Building bridges, building trust
The drive toward interoperability has been under way for some time, but it is only now beginning to filter to the most popular file-sharing programs.

Peer-to-peer programmers say one of the most valuable resources a network has is people; more users mean more content--and a greater likelihood that any given search will get results. Adding bridges between networks is a natural way to increase the efficiency of file swapping at large, they say.

Indeed, some developers, including Microsoft itself, have foreseen using peer-to-peer technology as a complement or even a rival to traditional Web search technologies such as Google. Letting different networks talk to each other is one step toward this vision.

However, these bridges pose dangers as well. Allowing large numbers of people into what has been a fairly small network community can be disruptive from both a technological and social perspective--a little like bussing large groups of noisy tourists into an ordinarily placid town.

"These things are like communities of people," eDonkey's McCaleb said. "There is a lot of possibility and opportunity to cheat the network and mess up how things work or exploit it."

Even if social mores are followed, large numbers of new outside users hold the potential of destroying an older network, if they are using technology that is flawed in any way. For example, bugs in a file-swapping client could swamp a network with redundant search requests, slowing down everybody's connection, as happened in early versions of the Gnutella network.

One independent developer who has worked on open-source FastTrack technology said he has looked at the Morpheus version, and it is configured in a way that could be deeply destructive to Kazaa, iMesh and the other FastTrack-based networks.

"What they don't understand is the fact that they could actually damage the FastTrack network," said Julian Ashton, the former lead developer on the Poisoned project. "It's really bad."

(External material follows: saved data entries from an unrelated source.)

PR #4023, opened 2025-09-17
fix: Allow configuring node identity with embedded Defra

### LINKED ISSUE #4022: Can't set node identity when using embedded DefraDB
This came up when a team member tried to use embedded Defra and they noticed that the document block didn't contain any signature. The reason for this is that, even though signing is set to `true` by default, the node identity has to be configured to be able to produce the signature. 

When looking into configuring the node identity, they noticed that the only way to do so programatically is to call `db.WithNodeIdentity` which is an internal function that can't be used by `defradb` consumers.

fredcarle:
## Relevant issue(s)

Resolves #4022

## Description

This PR simply exposes a node config to set the internal db node identity config.

Our test framework couldn't catch this since it has access to the internal package.

We had discussed making DB public again. I'll be looking into doing this in order to prevent these kinds of problems in the future.

## Tasks

## How has this been tested?

manual embedded defra test

- MacOS

### DIFF
--- a/node/config.go
+++ b/node/config.go
@@ -11,6 +11,8 @@
 package node
 
 import (
+	"github.com/sourcenetwork/defradb/acp/identity"
+	"github.com/sourcenetwork/defradb/internal/db"
 	"github.com/sourcenetwork/defradb/internal/kms"
 
 	"github.com/sourcenetwork/immutable"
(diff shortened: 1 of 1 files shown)


node/config.go
```diff
@@ -70,6 +72,12 @@ func WithEnableDevelopment(enable bool) NodeOpt {
 	}
 }
 
+// WithNodeIdentity sets the identity for the node. This is the identity that
+// will be used for things like block signatures and P2P sync operations.
+func WithNodeIdentity(ident identity.Identity) db.Option {
```
AndrewSisley, line 77: suggestion: If it is simple to do, can you please use this in the test framework instead of the internal call you mentioned in the PR description?

AndrewSisley (approved):
LGTM

node/config.go
fredcarle: Since we plan on making `db` public, I'd rather not change it now only to change it again later.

Weiss said StreamCast has tested its new software to make sure that it doesn't have a negative impact on the new networks it is tapping into. It has deliberately turned off access to the Gnutella2 network while it continues testing, however. Consumers will be able to reach eDonkey, Overnet, Gnutella, Kazaa and other FastTrack-based networks.

Like many other free programs, the new Morpheus also is bundled with several third-party applications, including a search-focused toolbar that plugs into Internet Explorer.

Not quite detente
StreamCast's return to FastTrack access carries more than a hint of irony.

Morpheus' new access to FastTrack is done without permission, using an open-source project called MLdonkey, one of several independent projects that has tapped into the proprietary network after reverse engineering the Kazaa software. It also allows Morpheus users access to content from Altnet, an application that sells licensed content through Kazaa and--as of Thursday--Grokster.

Weiss said he's not worried about being shut out of the network again, since Kazaa parent Sharman Networks has spent considerable time in court proving that it does not control what happens on its network.

"It will be interesting to see if they attempt to" block us, Weiss said. "I think if they do, they are going to have some explaining to do."

Altnet Vice President Derek Broes said his company is examining the new Morpheus software but that he can't yet comment on the unauthorized access to his company's content.

"We are looking at this from a number of angles--technical, legal--and also with regards to Altnet's patents," Broes said.